Need some clarifications regarding the estimation of mappers for a particular job in Hadoop cluster. As per my understanding the no of mappers depends on the input splits taken for processing . But this is in the case if we are gonna to do processing for input data residing already in HDFS . Here I need clarification regarding the mappers and reducers triggered by a SQOOP job . PFB..
How mappers count are estimated for a dedicated cluster,based on RAM or based on the input splits/blocks?(In General)
How mappers count are estimated for a sqoop job for retrieving data from an RDBMS to HDFS based on input size?(Sqoop based)
what is meant by core CPU’s and how it affects the count of mappers that can be run parallel?(Genaral)
Thanks.
Need some clarifications regarding the estimation of mappers for a particular job in Hadoop cluster. As per my understanding the no of mappers depends on the input splits taken for processing . But this is in the case if we are gonna to do processing for input data residing already in HDFS . Here I need clarification regarding the mappers and reducers triggered by a SQOOP job . PFB..
answer : No it has nothing to do with the RAM size. it all depends on the number of input split.
answer : by default the number of mappers for a Sqoop job are 4. you can change the default by using -m (1,2,3,4,5...) or --num-mappers parameter , but you have to make sure that either you have primary key in you db or you are using -split-by parameter otherwise there will be only one mapper running and you have to explicitly say -m 1.

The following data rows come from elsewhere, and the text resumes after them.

PR #48, opened 2024-01-08
Improve Device Renderer destruction

pgivel:
## Description

This PR improves Device Renderer destruction, in hopes of it getting garbage-collected when we don't need it anymore.

Most event handlers lambda were moved to class methods, so that they could be properly removed, and most plugins had `destroy` functions added, and called in the Device Renderer `destroy`.

## Type of change

- [x] New feature (non-breaking change which adds functionality)

## Checklist

### DIFF
--- a/src/DeviceRenderer.js
+++ b/src/DeviceRenderer.js
@@ -70,6 +70,10 @@ module.exports = class DeviceRenderer {
         document.addEventListener('click', this.clickHandlerCloseOverlay.bind(this));
     }
 
+    /**
+     * Handler for click event, responsible for closing overlay when clicking outside of it.
+     * @param {PointerEvent} event Event that triggered this handler
+     */
     clickHandlerCloseOverlay(event) {
         if (event.target.closest('.gm-overlay') === null
             && !event.target.classList.contains('gm-icon-button')
@@ -212,7 +216,7 @@ module.exports = class DeviceRenderer {
         this.webRTCWebsocket.onclose = (event) => {
             this.video.style.background = this.videoBackupStyleBackground;
             this.initialized = false;
-            log.debug('Error! Maybe your VM is not available yet? (' + event.code +') ' + event.reason);
+            log.debug('Error! Maybe your VM is not available yet? (' + event.code + ') ' + event.reason);
 
             switch (event.code) {
             case 1000:
@@ -478,8 +482,8 @@ module.exports = class DeviceRenderer {
                         popup.remove();
                         log.debug('Playing video with sound enabled has been authorized due to user click');
                     };
-                    window.addEventListener('click', addSound, {once:true});
-                    window.addEventListener('touchend', addSound, {once:true});
+                    window.addEventListener('click', addSound, {once: true});
+                    window.addEventListener('touchend', addSound, {once: true});
                 }).catch(() => {
                     log.debug('Can\'t play video, even with sound disabled');
                     this.dispatchEvent('video', {msg: 'play denied even without sound'});
@@ -495,8 +499,8 @@ module.exports = class DeviceRenderer {
                         this.dispatchEvent('video', {msg: 'play manually allowed by click'});
                         log.debug('Playing video with sound disabled has been authorized due to user click');
                     };
-                    div.addEventListener('click', allowPlay, {once:true});
-                    div.addEventListener('touchend', allowPlay, {once:true});
+                    div.addEventListener('click', allowPlay, {once: true});
+                    div.addEventListener('touchend', allowPlay, {once: true});
                 });
             });
         };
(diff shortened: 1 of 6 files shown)


src/plugins/MediaManager.js
```diff
@@ -363,4 +365,12 @@ module.exports = class MediaManager {
             this.stopVideoStreaming();
         }
     }
+
+    /**
+     * Plugin destructor, responsible for removing all callbacks & bindings so that things are garbage-collected
+     */
+    destroy() {
+        this.microphonePermissionObject?.removeEventListener('change', this.onMicrophonePermissionChange.bind(this));
```
jparez, line 373: Maybe we can keep an array with all permissions object (or all fn to call for cleanup) and iterate over ? This way if we add new listener to cleanup all we need to do it's to add the clean up fn to the array

jparez: Maybe the array can be shared accross plugin, so throught DeviceRender we can clean up all things

src/plugins/PeerConnectionStats.js
```diff
@@ -21,7 +21,7 @@ module.exports = class PeerConnectionStats {
 
         this.connection = connection;
 
-        setTimeout(() => {
+        this.timeoutID = setTimeout(() => {
```
jparez, line 24: if you wish you can write this with an async / await


```
this.timeoutID = setTimeout(async () => {
   const stats = await this.connection.getStats(null)
   ...
}, interval)
```

src/DeviceRenderer.js
```diff
@@ -67,25 +67,31 @@ module.exports = class DeviceRenderer {
...
-        });
+        document.addEventListener('click', this.clickHandlerCloseOverlay.bind(this));
+    }
+
+    /**
+     * Handler for click event, responsible for closing overlay when clicking outside of it.
+     * @param {PointerEvent} event Event that triggered this handler
+     */
+    clickHandlerCloseOverlay(event) {
+        if (!this.hasSomeParentTheClass(event.target, 'gm-overlay')
```
jparez, line 78: The comment doesn't seem to be related to the scope of this pull request, but I'm wondering if hasSomeParentTheClass couldn't be refactored to something like

```
function hasSomeParentTheClass(element, className) {
    return element.closest("." + className) !== null;
}
```
https://developer.mozilla.org/en-US/docs/Web/API/Element/closest

src/DeviceRenderer.js
```diff
@@ -836,4 +844,18 @@ module.exports = class DeviceRenderer {
...
+        this.peerConnection?.removeEventListener('connectionstatechange', this.onConnectionStateChange);
+        this.mediaManager?.destroy();
+        this.gamepadManager?.destroy();
+        this.peerConnectionStats?.destroy();
+        delete this.peerConnectionStats;
+        delete this.video;
+        delete this.wrapper;
+        delete this.videoWrapper;
+        delete this.root;
+        delete this.stream;
```
JulienBolard, line 872: are we missing a delete this.peerConnection ?

src/DeviceRenderer.js
```diff
@@ -836,4 +851,24 @@ module.exports = class DeviceRenderer {
...
```
jparez, line 872: We need to ensure that all addEventListener instances are removed before destruction, or this may lead to a memory leak.

src/DeviceRenderer.js
pgivel: you're probably right, I'll do this right away in another PR.

src/DeviceRenderer.js
```diff
@@ -548,12 +558,7 @@ module.exports = class DeviceRenderer {
             div.innerHTML = message;
         };
 
-        this.peerConnection.onconnectionstatechange = () => {
-            log.debug('ConnectionState changed:', this.peerConnection.iceConnectionState);
-            if (this.peerConnection.iceConnectionState === 'disconnected') {
-                this.onWebRTCReady();
-            }
-        };
+        this.peerConnection.addEventListener('connectionstatechange', this.onConnectionStateChange);
```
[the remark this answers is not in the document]
pgivel: I'm not sure I understand your question correctly, but I think doing it the simpler way like on line 70 will solve it.

For the second question, I think the point of this code isn't exactly to keep state of the connection, but to reconnect if we lose it.

src/DeviceRenderer.js
pgivel: `this.peerConnection` is closed and set to null in the `disconnect` method, and I assumed that method was called since that's the case in Shadow. However I was wrong to assume this, it's simply not true here. I'll add a `disconnect` at the very begining of the `destroy` method.

src/DeviceRenderer.js
pgivel: I'm not sure what you mean here. Isn't this what I'm doing in this function?

src/plugins/MediaManager.js
pgivel: As discussed on slack, I think this is out of scope for this PR. I'll try a POC PR based on this one, just to see if this is too big of a change or if it's OK.

jparez (approved):

JulienBolard (approved):

src/plugins/MediaManager.js
pgivel: draft PR here: https://github.com/Genymobile/genymotion-device-web-player/pull/51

answer : core in CPU is the processing unit which can run a task. and when you say 4 core processor that means it can run 4 task at a time. the number of cores does not participate in calculating the number of mappers by mapreduce framework. but yes if there are 4 cores and mapreduce calculates the number of mappers are 12 then at a time 4 mappers will be running in parallel and after that rest will be running serially.